A new report out this week by the Federal Housing Finance Agency’s (FHFA) Office of Inspector General (OIG) found that FHFA’s network has “serious vulnerabilities that increase the likelihood that hacking attempts will succeed.”
The OIG said it performed penetration testing from October 2023 to January 2024 and found it was able to gain “unfettered access” to FHFA’s IT infrastructure.
The FHFA is a smaller Federal agency with less than 1,000 employees. It regulates Fannie Mae, Freddie Mac, and the 11 Federal Home Loan Banks – which are government-sponsored enterprises that provide more than $8.4 trillion in funding to the U.S. financial institutions and mortgage markets.
“We determined that FHFA’s security controls were not effective to protect its network and systems against internal threats,” the agency’s OIG wrote in its report published on Aug. 12. “Our penetration testing demonstrated that the Agency’s network has serious vulnerabilities that increase the likelihood that hacking attempts will succeed.”
The OIG said it was able to gain access to a privileged user account that allowed it to view, edit, and save files on the local drives of any user’s laptop or desktop – “including FHFA executives at the highest levels.”

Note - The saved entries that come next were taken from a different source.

PR #2368, opened 2025-02-28
Trace Groups Optimization - Remove duplicate filters

TackAdam:
### Description
1. TraceGroups was unnecessarily triggering a re-query of the main table when opened. This was due to the use-effect inside dashboard_content setting the lock for valid filters. Upon investigating this call seemed to be a repeat and unnecessary as it is already handled in:
 https://github.com/opensearch-project/dashboards-observability/blob/main/public/components/trace_analytics/components/common/filters/filters.tsx#L79
 and by the trace content page itself.
 
 Removing these unnecessary filter settings led the queries to stop firing unnecessarily when opening the trace group panel.
 
 2. Fix a bug where a trace group filter being applied was not refreshing the trace group table due to the re-direction flag being set.
 
Before (7 Queries (2 unnecessary))
  
Before

After (5 Queries)
AfterRemoving

Filter behavior before:

https://github.com/user-attachments/assets/ac17312d-daa3-4c57-be69-12a1e012c623

After (unchanged with code removal):

https://github.com/user-attachments/assets/7f5c1680-5946-47e6-a761-9541aa5da6ed

2. Before (filter not applied):

https://github.com/user-attachments/assets/86f644ed-68b8-4bca-b399-60e15ef04281

After (filter applied):

https://github.com/user-attachments/assets/129d0d18-53bd-40e4-97a0-13f75bfcafe8

### Issues Resolved
https://github.com/opensearch-project/dashboards-observability/issues/2334 - Trace Group Optimizations

### Check List

### DIFF
--- a/.github/workflows/ftr-e2e-dashboards-observability-test.yml
+++ b/.github/workflows/ftr-e2e-dashboards-observability-test.yml
@@ -151,12 +151,19 @@ jobs:
         if: ${{ runner.os == 'Linux' }}
         run: |
           cd ./OpenSearch-Dashboards
-          if timeout 60 grep -q "http server running" <(tail -n +1 -f dashboard.log); then
+          if timeout 1200 grep -q "http server running" <(tail -n +1 -f dashboard.log); then
             echo "OpenSearch Dashboards started successfully."
           else
-            echo "Timeout of 60 seconds reached. OpenSearch Dashboards did not start successfully."
+            echo "Timeout of 1200 seconds reached. OpenSearch Dashboards did not start successfully."
             exit 1
           fi&
+
+      - name: Upload Dashboards logs
+        uses: actions/upload-artifact@v4
+        if: failure()
+        with:
+          name: dashboard.logs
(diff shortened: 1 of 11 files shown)


ps48:
Just one issue when we click on number of traces from the traceGroup table, filter doesn't pushed down to tracegroup table Only the traces table is updated. Not sure if this is an existing bug.

ps48 (approved):

TackAdam:
> Just one issue when we click on number of traces from the traceGroup table, filter doesn't pushed down to tracegroup table Only the traces table is updated. Not sure if this is an existing bug.
> 
> Also, opening the tracegroup table reloads the trace table. This is the call that we wanted to remove I believe

TraceGroup not triggering the re-load confirmed offline and in attached videos.

Number of traces not filtering when clicked was an existing but that I just added a fix for 
```
if (!['app', 'traces'].includes(props.page)) {
```
Dashboards was previously a seperate page so the re-direction flag was causing it to not refresh.

sumukhswamy (approved):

The OIG also said it was able to elevate a standard user account to a domain administrator and “take full control of FHFA’s network.”
“We essentially had unfettered access to the Agency’s IT infrastructure,” the OIG wrote in its report.
The report notes eight areas where the FHFA’s Office of Technology and Information Management (OTIM) failed to properly implement basic security controls.
For example, the OIG found that OTIM did not remediate vulnerabilities in FHFA’s system. According to the report, there were a total of 3,318 vulnerabilities. Of those, 64 percent were considered critical, and 59 percent of the critical vulnerabilities were over a year old.
The report also highlights that 261 of the vulnerabilities were identified as Cybersecurity and Infrastructure Security Agency (CISA) Known Exploitable Vulnerabilities. These vulnerabilities are required by CISA to be remediated within 14 days.
According to the report, OTIM employees told the OIG that they struggle with resources and are “constantly doing patch management and it consumes much of their time.”
The report also highlighted that OTIM failed to implement secure methods to access FHFA’s cloud environment. The OIG said it was able to gain “full control” of the agency’s network because it failed to encrypt credentials and did not leverage multifactor authentication (MFA).
“OTIM officials explained that the cloud administrator used an unsecure access method because it streamlined operations,” the report notes. “Additionally, OTIM officials were not aware of multifactor authentication methods that could be used to securely authenticate to the cloud environment.”
Other failures the OIG uncovered include implementing least privilege controls; effectively managing user authentication; effectively enforcing information flow control; and updating FHFA’s Common Control Plan.
The OIG also noted two repeat findings: a failure to detect and prevent standard users from downloading and installing unapproved software; and a lack of physical security controls within FHFA’s headquarters building, which allowed access to offices and employee information.
The OIG made 22 recommendations in its report to FHFA’s Chief Information Officer (CIO) Luis Campudoni, who agreed to all 22.
In a response to the OIG report dated July 19, Campudoni said that the agency will ensure every user uses MFA by Dec. 31. The CIO also noted that FHFA will request and secure additional resources to attain compliance with CISA’s Known Exploitable Vulnerabilities requirements by June 30, 2025, among several other actions.